Look at the line on the plan:
Hash Join (cost=180.12..22645.52 rows=32 width=4) (actual time=2.500..166.444 rows=6672 loops=1)"
It expects 32 rows to result from the join, but 6672 actually result.
Anyway, it pretty much has the option of:
A full scan on the smaller table, and an index lookup on the larger, with the predicate being used to filter out rows subsequent to the join (and expecting most of the rows to then be filtered out).
A full scan on both tables, with rows being removed by the predicate on the larger table, and a hash join of the result.
A scan of the larger table with rows being removed by the predicate, and an index lookup on the smaller table that may fail to find a value.

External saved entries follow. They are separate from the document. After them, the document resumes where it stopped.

PR #18581, opened 2023-12-02
avoid hot-tier SLA to be tied to warm-tier SLA

harshavardhana:

## Description
avoid hot-tier SLA being tied to warm-tier SLA

## Motivation and Context
It is okay if the warm tier cannot keep up. We should 
continue taking I/O at the hot tier, only failing it 
or blocking it when the disk is fully used.

Bonus: add a metrics counter for these missed tasks; we 
will know if one of the nodes is lagging or is losing too 
many tasks during transitioning.

## How to test this PR?
Observe if the warm-tier goes down, how much performance
 the PUTs take.

## Types of changes

## Checklist:

### DIFF
--- a/cmd/bucket-lifecycle.go
+++ b/cmd/bucket-lifecycle.go
@@ -219,24 +219,23 @@ type transitionState struct {
 	numWorkers int
 	killCh     chan struct{}
 
-	activeTasks int32
+	activeTasks          atomic.Int64
+	missedImmediateTasks atomic.Int64
 
 	lastDayMu    sync.RWMutex
 	lastDayStats map[string]*lastDayTierStats
 }
 
-func (t *transitionState) queueTransitionTask(oi ObjectInfo, event lifecycle.Event, src lcEventSrc, blocking bool) {
+func (t *transitionState) queueTransitionTask(oi ObjectInfo, event lifecycle.Event, src lcEventSrc) {
 	task := transitionTask{objInfo: oi, event: event, src: src}
-	if blocking {
-		select {
-		case <-t.ctx.Done():
-		case t.transitionCh <- task:
-		}
-	} else {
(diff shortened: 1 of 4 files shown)


cmd/bucket-lifecycle.go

The second of these has been judged to be the lowest cost, and I think it is correct to do so based on the evidence it has, as hash joins are very efficient for joining many rows.
Of course it would probably be more efficient to place an index on weather(humidity_in_percent,id) in this particular case, but I suspect that this is a modified version of your real situation (the sum of the id column?) so specific advice may not be applicable.
I believe the differences your seeing between the first query, which uses the index and the other 3 which don't, is in the where clause.
In the first query, your where clause is on w.id, which is indexed.
In the other 3, the effective where clause is on w.humidity_in_percent. I tested the following ...
create index wh_idx on weather(humidity_in_percent);
explain analyse select sum(w.id), count(*) from weather as w
where w.humidity_in_percent between 99.99 and 100
and exists(select * from lightnings as l
where l.weather_id=w.id);
and get a much better plan. I tried to post the actual plan returned, but I'm having trouble formatting it for proper display, sorry.